======== Source data ========

PR #3291, opened 2026-07-28
fix(search): stop the spinner and show a persistent failure state when a search fails

mpro7:
[DEV-6866](https://linear.app/dasch/issue/DEV-6866)

## Summary

- A failed fulltext search left the spinner spinning **forever**: `loading` was only ever cleared on the success path inside `map()`, and the error snackbar auto-dismisses after 5s — so a user who looked away saw only a spinner and reasonably concluded results were still coming.
- Both search components now render a persistent, retryable failure state that is deliberately distinguishable from "no results found".
- A failing **count** query no longer discards results that arrived fine, and no longer fabricates a total. The count is the more expensive of the two queries (it re-runs the identical WHERE clause — see DEV-6809), so "results OK, count timed out" is the likely real-world case.

## Changes

**New shared UI** — `SearchFailedComponent` (`libs/vre/ui/ui`)
- `error_outline` icon + retry button, reusing `CenteredMessageComponent`; new `pages.search.searchFailed.{title,message}` in en/de/fr/it, retry label reuses the existing `ui.common.actions.retry`.

**Fulltext search** — `search-result.component.ts`
- `catchError` clears `loading`, raises a `failed` signal, and returns `of(null)` so the stream stays alive for retry. Retry re-runs the search on the current page.
- The error is still handed to the `ErrorHandler`, so the snackbar — which names the specific cause (timeout / no connection / no permission) that the generic panel cannot — keeps appearing. It is now a supplement, not the only signal.

**Advanced search** — `advanced-search-results.component.ts`
- Replaces `of([])` on error, which rendered the "no results found" empty state and told the user their search legitimately matched nothing when it had never completed. It also swallowed the error outright, so a failed advanced search previously produced *no* production feedback at all.

**Unknown result count** — `ResourceResultService`, `resources-list.component.ts`
- `numberOfResults` is now `number | null`, so the compiler forces every consumer to handle an unknown count. `resources-list` states **"Result count unavailable"** instead of asserting a total.
- This replaces an earlier revision of this PR that substituted the current page's length. That was wrong: on a 10,000-hit search returning a full page of 25, the UI asserted "25 results" and — because `25 > 25` is false — silently dropped the paginator, i.e. it failed precisely at the page-size boundary. Paging is still unavailable without a count, but the absence is now visible rather than disguised as a small result set.

**Docs** — `apps/dsp-app/src/assets/i18n/CLAUDE.md`
- It instructed running three `scripts/*.sh` translation scripts and reading `docs/TRANSLATION_REFACTORING.md`; none exist, so every "run the parity verification script" step was a dead end that silently skipped the check. Replaced with the inline check actually used here, plus the Storybook static-translations caveat.

## Test Plan

- **New** `search-result.component.spec.ts` (the component had no spec): spinner stops and `failed` is raised on error, the error still reaches the `ErrorHandler`, results survive a failed count with the count reported as `null`, and retry re-runs the search.
- **Confirmed the guard is load-bearing** — removing `loading.set(false)` from the new `catchError` fails it with `Expected: false / Received: true`.
- A results-query failure now also clears `numberOfResults`, so a 1,000-hit search followed by a failing page change no longer leaves the service reporting a stale total while in the failure state. Covered by a test reproducing exactly that sequence, verified to fail without the fix.
- Advanced-search spec extended with the same scenarios, including that a failure no longer emits `[]` — the regression that produced the misleading empty state.
- **Retry click path covered end to end.** `SearchFailedComponent` has its own story driving the click through the real output binding, and both container failure stories are now click-throughs (stub fails once, then succeeds; `beforeEach` resets the counter so the sequence no longer depends on render count). **Verified by deleting `(retry)="onRetry()"`: the app still builds and every unit test still passes, while the `SearchFails` story fails.**
- 5 new Storybook stories across 4 files, all passing in chromium via `test-storybook`.
- `nx affected` across **16 projects**: lint and test green. `dsp-app:build` clean. i18n key parity verified for de/fr/it.

## Count-failure observability — and why there is nothing to report to

A review round asked for the failed count query to be reported to telemetry rather than swallowed. Investigating that turned up a bigger finding, now filed as **[DEV-6872](https://linear.app/dasch/issue/DEV-6872)**:

| Channel | State | Evidence |
|---|---|---|
| Faro | `enabled: false` in **every** env, prod included | `config.prod.json` -> `instrumentation.faro.enabled` |
| Rollbar | `enabled: false` | `config.prod.json` |
| Sentry | **live** on prod/stage | `main.ts` excludes only `demo`/`dev`/`local-dev`/`ls-test`/`perf-01`/`test-rdu` |
| `SearchFlowLogger` | dev-only `console.warn` | every method early-returns on `!isDevMode()` |

`AppErrorHandler.handleError` reaches Sentry/Faro **only in its final `else` branch**, so an `ApiResponseError` — every dsp-api failure — has never reached telemetry at all. This PR therefore removed a snackbar, not a telemetry signal; there was none to remove.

========

Could you repeat exactly the lines above from the line with "fix(search): stop the" up to and including the line with "result count** —", and only those?

fix(search): stop the spinner and show a persistent failure state when a search fails

mpro7:
[DEV-6866](https://linear.app/dasch/issue/DEV-6866)

## Summary

- A failed fulltext search left the spinner spinning **forever**: `loading` was only ever cleared on the success path inside `map()`, and the error snackbar auto-dismisses after 5s — so a user who looked away saw only a spinner and reasonably concluded results were still coming.
- Both search components now render a persistent, retryable failure state that is deliberately distinguishable from "no results found".
- A failing **count** query no longer discards results that arrived fine, and no longer fabricates a total. The count is the more expensive of the two queries (it re-runs the identical WHERE clause — see DEV-6809), so "results OK, count timed out" is the likely real-world case.

## Changes

**New shared UI** — `SearchFailedComponent` (`libs/vre/ui/ui`)
- `error_outline` icon + retry button, reusing `CenteredMessageComponent`; new `pages.search.searchFailed.{title,message}` in en/de/fr/it, retry label reuses the existing `ui.common.actions.retry`.

**Fulltext search** — `search-result.component.ts`
- `catchError` clears `loading`, raises a `failed` signal, and returns `of(null)` so the stream stays alive for retry. Retry re-runs the search on the current page.
- The error is still handed to the `ErrorHandler`, so the snackbar — which names the specific cause (timeout / no connection / no permission) that the generic panel cannot — keeps appearing. It is now a supplement, not the only signal.

**Advanced search** — `advanced-search-results.component.ts`
- Replaces `of([])` on error, which rendered the "no results found" empty state and told the user their search legitimately matched nothing when it had never completed. It also swallowed the error outright, so a failed advanced search previously produced *no* production feedback at all.

**Unknown result count** — `ResourceResultService`, `resources-list.component.ts`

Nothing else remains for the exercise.